Genomic Data Carpentry (Aotearoa edition)

Getting started with genomics
This is a beginner-friendly workshop, designed to get you started with the world of genomics. Whatever you’re doing—whether it’s transcriptomics, genome assembly, variant calling, metagenomics, or something else—if you will be using genomic data this workshop is for you!
What’s covered in this workshop
- Organisation—from messy lab books and excel spreadsheets to tidy, computer-friendly data
- Working with sequencing facilities and understanding genomic data types
- Data storage repositories, public services and facilities, and principles of FAIR and CARE
- Quality control, wrangling of raw reads and an introduction to genomic terminology
What’s NOT covered in this workshop
- Basic descriptions of biological and genetic concepts (i.e., we assume the learner is already familiar with DNA/RNA, PCR, transcription, etc. to an undergraduate level).
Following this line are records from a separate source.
PR #163, opened 2026-03-24
feat: merge get_symbol+get_symbols into get_symbol_source

MariusAdrian88:
## Summary

- **Merges `get_symbol` and `get_symbols` into a single `get_symbol_source` tool** — reduces tool count from 27 to 26 and eliminates the choice between two identically-scoped tools
- **Shape-follows-input:** `symbol_id` (string) returns a flat symbol object; `symbol_ids` (array) returns `{symbols, errors}` — agents get the natural response shape for each use case without extra nesting
- **Batch mode now supports `verify` and `context_lines`** — previously only available on single-symbol calls
- **Mutual exclusion enforced:** passing both `symbol_id` and `symbol_ids` returns an error
- **Fixed config template bug:** missing comma after the `descriptions` block caused a JSON parse error when any key in subsequent sections (Transport, Watcher, etc.) was uncommented — silently fell back to all defaults
- **Improved `disabled_tools` template:** tool names now live inside the list as commented entries — just uncomment to disable, no separate reference block needed

## Files changed

| File | Change |
|------|--------|
| `src/jcodemunch_mcp/tools/get_symbol.py` | Replaced `get_symbol` + `get_symbols` with `get_symbol_source` |
| `src/jcodemunch_mcp/server.py` | One Tool entry + one dispatcher branch (was two each) |
| `src/jcodemunch_mcp/config.py` | Template: comma fix + disabled_tools as inline commented list |
| `tests/test_cleanup.py` | Updated + 2 new mutual-exclusion tests |
| `tests/test_server.py` | Updated tool count assertions and tool name references |
| 9 doc files | All references updated (AGENT_HOOKS, ARCHITECTURE, CLAUDE, SPEC, USER_GUIDE, README, QUICKSTART, TOKEN_SAVINGS, INSTALL_FROM_SOURCE) |

## Test plan

- [x] All 1104 tests pass (`pytest tests/ -q`)
- [x] `get_symbol_source` with `symbol_id` returns flat object
- [x] `get_symbol_source` with `symbol_ids` returns `{symbols, errors}`
- [x] Passing both `symbol_id` and `symbol_ids` returns error
- [x] Passing neither returns error
- [x] Config template parses cleanly after `_strip_jsonc` with any key uncommented


jgravelle (approved):
Excellent work, Marius! The shape-follows-input design is exactly right — agents get the natural response shape without extra nesting, and closing the verify/context_lines gap in batch mode was a long-overdue fix. The config comma bug is a real catch; silent fallback to defaults is the worst kind of failure. Docs are thorough and consistent throughout. Merging as 1.11.0.

PR #179, opened 2026-03-28
perf: retire unused staleness tools/fields; fix watcher config layering, hash-cache skip, test isolation, and config-driven watcher

### LINKED ISSUE #177: Index stale
Hi,

Was something changed to the indexing done by the file watcher?
Because it used to work very well, yet today I am seeing a lot of switching back to GREP due of index stale issues...
Retrieving data with jcodemunch is no longer in sync with the files state after EDIT.

Looks like there is a big regression in that area, I do not have now time to investigate/fix, just had to report it.

An example:

```
jcodemunch is named jcode in here (simpler)

All 124 tests pass. Let me verify the final state of the changes:

⚙ jcode_get_file_content [end_line=45, file_path=.tests/sqlite_migration/test_database_operators.py, 
repo=local/REPO-acfbc7e7, start_line=1]

Thinking: Hmm, the Qt patch I added earlier seems to have been removed or overwritten. Let me check 
what's happening. Let me search for the patch in the file.

# Check if Qt patch is in test file
$ grep -n "QEventLoop\|QtCore" .tests/sqlite_migration/test_database_operators.py | head -10
14:from PySide6 import QtCore
18:_app = QtCore.QCoreApplication.instance()
20:    _app = QtCore.QCoreApplication(_sys.argv)
22:# Patch QEventLoop to prevent hangs in tests
31:QtCore.QEventLoop = _MockEventLoop

Thinking: The Qt patch is there at lines 14-31. The jcode tool showed lines 1-45 but it seems the patch might 
be after the imports. Let me check the actual content around line 13-35.

⚙ jcode_get_file_content [end_line=50, file_path=.tests/sqlite_migration/test_database_operators.py, repo=local/REPO-acfbc7e7, start_line=10]

Thinking: That's strange - the jcode tool is showing different content than grep. Let me check the file directly 
with bash.

# Check actual file content
$ sed -n '10,40p' .tests/sqlite_migration/test_database_operators.py
Coverage target: >90% for Database.py
"""
# MUST PATCH QT BEFORE ANY OTHER IMPORTS TO PREVENT HANGS
from PySide6 import QtCore
import sys as _sys
# Ensure QCoreApplication exists for QObject creation
_app = QtCore.QCoreApplication.instance()
if _app is None:
    _app = QtCore.QCoreApplication(_sys.argv)
…
Click to expand

Thinking: Good, the Qt patch is there. The jcode index might be stale. Let me trigger a refresh and then 
provide the final summary.
```

LE: BTW, I do not use the hooks for indexing, because after profiling against the previous file watcher indexing (the one that worked), the hooks indexing lost in the performance battle. At least for my use case.

MariusAdrian88:
## Summary

Remove client-facing staleness machinery (2 MCP tools + 3 _meta fields) that no client consumed, fix three watcher regressions introduced since 979f5b5, and make all watcher parameters configurable via `config.jsonc` so users can drop CLI flags from their MCP client configs.

### 1. Retire staleness _meta injection and client-facing freshness tools

**Problem:** The previous design exposed reindex state to clients via:
- Three fields injected into every tool response `_meta`: `index_stale`, `reindex_in_progress`, `stale_since_ms`
- Two dedicated MCP tools: `wait_for_fresh` and `check_freshness`

No client ever acted on these fields — they were annotated noise on every single response.

**Token cost:** Two extra tools in the schema cost ~400 tokens per call just in definitions. Three staleness fields in `_meta` added ~30-50 tokens per response. In a typical 50-100 tool call session: 25,000-45,000 wasted tokens for information nobody was consuming.

**Better model:** Freshness management belongs on the server side. The config key `freshness_mode` already covers both cases:
- `"relaxed"` (default) — serve cached index immediately, zero overhead
- `"strict"` — block silently in `call_tool` via `await_freshness_if_strict()` until watcher finishes, then serve fresh results

Either way, the client receives a clean response. The server decides transparently.

**Removed:**
- `wait_for_fresh` MCP tool (schema + `call_tool` handler)
- `check_freshness` MCP tool + `tools/check_freshness.py`
- Entire `_meta` staleness injection block in `call_tool` (~50 lines)
- `_EXCLUDED_FROM_STRICT` entry for `wait_for_fresh`
- 670 lines of tests covering the removed surface area
- `get_reindex_status` / `wait_for_fresh_result` imports from `server.py`

**Preserved:**
- `reindex_state.py` machinery intact (watcher still needs it internally)
- `await_freshness_if_strict` in `call_tool` (strict mode still works)
- `freshness_mode` config key and `JCODEMUNCH_FRESHNESS_MODE` env var
- `meta_fields` config for partial `_meta` field selection

### 2. Fix watcher config layering

`_get_watcher_enabled()` bypassed `config_module.get()` and read `JCODEMUNCH_WATCH` env var directly, then fell back to hardcoded `False`. The config file `"watch"` key was silently ignored.

**Fix:** CLI flag > config (with env var as fallback only when key absent from `config.jsonc`).

### 3. Fix hash-cache reindex bug (silent skips)

When the watcher's in-memory hash cache missed, the fallback read the file from disk. But by the time `watchfiles` delivers the event the file already has new content, making `old_hash == new_hash` and silently skipping the change.

**Fix:** Use a `"__cache_miss__"` sentinel that keeps the fast path active (<200ms) while guaranteeing the file is re-parsed rather than skipped.

### 4. Fix flaky tests from SQLite WAL cache contamination

Tests that modify the DB directly (`index_version`, `indexed_at`, corruption) didn't invalidate the in-memory LRU cache. On Windows, WAL mode doesn't always update the DB file mtime on write, so the cache key still matched.

**Fix:** Added `tests/conftest.py` with autouse fixtures for cache clear and config reset, plus targeted `_cache_evict()` calls after direct DB modifications. Also fixed `test_openai_summarizer_timeout_config` that was reading `config.get()` for `allow_remote_summarizer` but the env var never flowed through `load_config()`.

### 5. Config-driven watcher parameters

**Problem:** Even though `"watch": true` in `config.jsonc` enables the embedded watcher, all other watcher parameters (`debounce`, `paths`, `idle_timeout`, `extra_ignore`, `follow_symlinks`, `log`) were only sourced from CLI flags. This forced verbose flags in MCP client configs:

```jsonc
// Before: every param must be a CLI flag
"command": ["uvx", "--with", "jcodemunch-mcp[watch]", "jcodemunch-mcp", "serve",
            "--watcher", "--watcher-no-ai-summaries"]
```

**Fix:** The `watcher_kwargs` block in `main()` reads each parameter as: **CLI flag > config key > default**. Same layering pattern already used for `watch` and `freshness_mode`.

New config keys (alphabetical after `watch`):
- `watch_debounce_ms` (default: 2000) — existed in config.py but was not wired to watcher_kwargs
- `watch_extra_ignore` — list of gitignore-style patterns (default: `[]`)
- `watch_follow_symlinks` — bool (default: `false`)
- `watch_idle_timeout` — minutes, `null` = disabled
- `watch_log` — file path or `"auto"` (default: `null`)
- `watch_paths` — list of folder paths (default: `["."]` i.e. CWD)

CLI flags (`--watcher-*`) remain as overrides for all keys.

**Result:** Users configure the watcher entirely in `config.jsonc`:

```jsonc
// config.jsonc
{
  "watch": true,
  "use_ai_summaries": false,
  "watch_debounce_ms": 2000
}
```

```jsonc
// MCP client config — simplified
"command": ["uvx", "--with", "jcodemunch-mcp[watch]", "jcodemunch-mcp"]
```

Note: `jcodemunch-mcp[watch]` extra is still required to install `watchfiles`. The server exits with a clear error if `watch: true` is set but `watchfiles` is not installed.

## Impact

| Metric | Before | After |
|--------|--------|-------|
| Schema tokens per call | +~400 (2 unused tools) | 0 |
| _meta tokens per response | +~30-50 (3 staleness fields) | 0 |
| Lines of code | +880 | -880 (net deletion) |
| Tests passing | 1256 | 1281, 0 regressions |
| Watcher config layering | Broken (config file ignored) | Fixed |
| Hash-cache miss handling | Silent skip | Re-parse guaranteed |
| Test isolation (Windows) | Flaky from cache bleed | Clean via autouse fixtures |
| Watcher config | CLI flags only | config.jsonc with CLI override |

## Files changed

```
# Deleted
src/jcodemunch_mcp/tools/check_freshness.py  deleted (108 lines)
tests/test_backpressure_regression.py        deleted (361 lines)
tests/test_check_freshness.py                deleted (144 lines)
tests/test_wait_for_fresh.py                 deleted (149 lines)

# Modified / added
AGENT_HOOKS.md                               doc cleanup (−2 lines)
CONFIGURATION.md                             new watcher config key docs (+11/−1)
README.md                                    doc cleanup (+2/−1)
SPEC.md                                      remove staleness/freshness tool specs (−92 lines)
USER_GUIDE.md                                doc cleanup (−5 lines)
src/jcodemunch_mcp/config.py                 new watcher config keys (+20)
src/jcodemunch_mcp/server.py                 staleness removal + config-driven watcher kwargs (−97/+39)
src/jcodemunch_mcp/watcher.py                cache miss sentinel (+19)
tests/conftest.py                            autouse cache/config fixtures (+48, new)
tests/test_config_watcher_keys.py            config key defaults/types (+36, new)
tests/test_find_importers.py                 isolation fix (+8)
tests/test_hardening.py                      isolation fix (+4)
tests/test_retrieval_tools.py                isolation fix (+4)
tests/test_server.py                         tool removal assertions (+19)
tests/test_storage.py                        isolation fix (+3)
tests/test_summarizer.py                     config flow fix (+10)
tests/test_watcher_memory_cache.py           cache miss sentinel tests (+64, new)
tests/test_watcher_serve.py                  config layering + CLI override tests (+304/−45)
```

Fixes #177


jgravelle (approved):
Solid contribution — five distinct improvements in one well-scoped PR.

The staleness tool retirement is the right call. Two tools costing ~400 tokens/call that no client ever acted on is pure overhead. The server-side freshness model (strict/relaxed via config) is cleaner and the _meta noise reduction is a real win.

The watcher config-layering fix is long overdue — silent config-file ignore was a confusing UX footgun. The new CLI > config > default precedence is exactly right, and the new watch_* config keys (paths, debounce, idle_timeout, extra_ignore, follow_symlinks, log) make the watcher genuinely usable without flag soup in MCP client configs.

The __cache_miss__ sentinel fix is subtle but important — the old behavior (read disk hash, compare against new content, conclude 'no change') was a correctness bug, not just a perf issue.

The conftest autouse fixtures for Windows WAL cache bleed are the right fix. Direct DB writes bypassing the LRU cache is exactly the class of flakiness that's hard to chase down without a systematic reset.

1281 tests, 0 regressions, net -880 lines. Approved.

Issue #353, opened 2023-11-12
Why does the Executor.Call function not pass the opts parameter to Agent.Plan?


tyloafer:
When I follow the test to use agent

~~~
func TestMRKL(t *testing.T) {
	t.Parallel()

	if openaiKey := os.Getenv("OPENAI_API_KEY"); openaiKey == "" {
		t.Skip("OPENAI_API_KEY not set")
	}
	if serpapiKey := os.Getenv("SERPAPI_API_KEY"); serpapiKey == "" {
		t.Skip("SERPAPI_API_KEY not set")
	}

	llm, err := openai.New()
	require.NoError(t, err)

	searchTool, err := serpapi.New()
	require.NoError(t, err)

	calculator := tools.Calculator{}

	a, err := agents.Initialize(
		llm,
		[]tools.Tool{searchTool, calculator},
		agents.ZeroShotReactDescription,
	)
	require.NoError(t, err)

        result, err := chains.Run(context.Background(), a, "If a person lived three times as long as Jacklyn Zeman, how long would they live",
		chains.WithTemperature(1),
		chains.WithTopK(1),
		chains.WithTopP(1)) //nolint:lll
	require.NoError(t, err)

	require.True(t, strings.Contains(result, "210"), "correct answer 210 not in response")
}
~~~

I find that i cannot paas param like StopWords/MaxTokens to openai llm

when i follow the code, i find that the Executor.Call function not pass the opts parameter to Agent.Plan
which causes that the param i have set is useless

~~~
unc (e Executor) Call(ctx context.Context, inputValues map[string]any, _ ...chains.ChainCallOption) (map[string]any, error) { //nolint:lll
	inputs, err := inputsToString(inputValues)
	if err != nil {
		return nil, err
	}
	nameToTool := getNameToTool(e.Tools)

	steps := make([]schema.AgentStep, 0)
	for i := 0; i < e.MaxIterations; i++ {
		var finish map[string]any
		steps, finish, err = e.doIteration(ctx, steps, nameToTool, inputs)
		if finish != nil || err != nil {
			return finish, err
		}
	}

	return e.getReturn(
		&schema.AgentFinish{ReturnValues: make(map[string]any)},
		steps,
	), ErrNotFinished
}

func (e Executor) doIteration(
	ctx context.Context,
	steps []schema.AgentStep,
	nameToTool map[string]tools.Tool,
	inputs map[string]string,
) ([]schema.AgentStep, map[string]any, error) {
[...]

PR #857, opened 2024-05-25
agents(#353): add CallOptions to Plan()

disk0Dancer:
Hi! I saw Ann issue during usage package and made implementation.)

I have fixed problem for almost all agent types but **not for OpenAI**.
I do not really understand how to work with theirs API, have no keys..

What do you think about solution?


agents/openai_functions_agent.go
```diff
@@ -67,10 +68,12 @@ func (o *OpenAIFunctionsAgent) functions() []llms.FunctionDefinition {
 }
 
 // Plan decides what action to take or returns the final result of the input.
+// TODO(fix): add {options ...chains.ChainCallOption} to llm request.
```
tmc, line 71: why not implement this here?

PR #879, opened 2024-06-11
fix: handle nil pointer exception in chat_prompt_template

ankitraj2330:
There may be situation where promptValue is nil which will cause panic while accessing promptValue.Messages()

```
func (p ChatPromptTemplate) FormatMessages(values map[string]any) ([]llms.ChatMessage, error) {
	promptValue, err := p.FormatPrompt(values)
	if promptValue == nil {
		return nil, err
	}
	return promptValue.Messages(), err
}
```

### PR Checklist


ankitraj2330:
@tmc Can you please review this small bug fix. Thank you!

tmc (approved):
Generally we should wrap errors but yes this LGTM.

PR #880, opened 2024-06-12
llms: Add improved yaml and json marshaling

tmc:
This adds standard yaml marshaling of `llm.MessageContent` types with special casing for single-text-part messages.


AugustDev (approved):
Tested - works!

- Non-NGS sequencing and services (e.g., Sanger sequencing, qPCR, genotyping, probe-based applications such as microarrays and NanoString nCounter).
- Genomic analysis workflows (beyond the basics of initial quality checks of raw reads)
- The basics of cluster or HPC resourcing and specialised software (e.g., we do not cover schedulers such as SLURM, partitions/CPUs/GPUs, chosing compute allocation allowance). See our workshop on Introduction to Bash Scripting and HPC Job Scheduler for this.
- Using shell or other bioinformatic tools, beyond the very basics (e.g., we do not cover writing/submitting bash scripts, modules, accessing the cluster using ssh).
Glossary
| Term | Definition |
|---|---|
| Adapter | Short synthetic DNA sequence ligated to the DNA molecule during library prep which allows the molecule to bind to the flow cell during sequencing and also provides a primer binding site |
| bp | Base pair |
| HCS | High Capacity Storage |
| HPC | High Performance Computing |
| Index | Also known as a barcode. Short unique sequence added to each DNA molecule in one library, allowing the identification of that library/sample and thereby enabling pooling of the libraries (one run = cheaper). |
| Mb | Megabase pair (1,000,000 bp) |
| MB | Megabyte |
| Multiplexing | Sequencing multiple samples simultaneously in one run by combining libraries into one pool. Samples (i.e., libraries) are de-multiplexed (separated) in silico usually by the technician, based on unique indices. |
| Gb | Gigabase pair (1,000,000,000 bp) |
| GB | Gigabyte |
| NGS | Next-generation sequencing |
| SE / PE | Single-end / Paired-end |
Attribution
Parts of this workshop were adapted from and inspired by content from The Carpentries Data Carpentry lessons on Genomics.
All Carpentries instructional material is made available under the Creative Commons Attribution license CC BY 4.0. The material in this workshop is not endorsed by the Carpentries and has been adapted by Genomics Aotearoa for our own teaching purposes.
In this workshop, the following lessons were adapted from The Carpentries Data Carpentry in the manner stated below:
Organisation and tidy data section has re-used material from Project Organization and Management for Genomics.
Data Wrangling and Processing for Genomics. Currently not using this workshop but likely to re-use.
Material is used in this workshop from our other Genomics Aotearoa workshops, as below:
- Material from our Introduction to Shell workshop is re-used in the Genomic data wrangling and processing section.
- Material from our Introduction to R workshop - section on working with spreadsheets is re-used in Organisation and tidy data.
Other material used in this workshop:
- Illumina library prep molecular workflow diagram in Planning for submission from Illumina Stranded mRNA Prep, Ligation Data Sheet. M-GL-02143 v1.0
- Bioanalyzer trace of final mRNA library in Planning for submission from Illumina Stranded mRNA Prep, Ligation Protocol Document # 1000000124518 v04.
- PacBio SMRTbell adapters image in Planning for submission from Template Preparation and Sequencing Guide P/N 000-710-821-13.
- Adapter dimer image from Illumina general knowledge base used in Planning for submission.
Definitions:
- Re-used material: Almost word-for-word, including images, with minor wording or styling modifications.
- Minimally-adapted material: Inspired by stylistic choices and general workflow, but material is primarily developed by Genomics Aotearoa.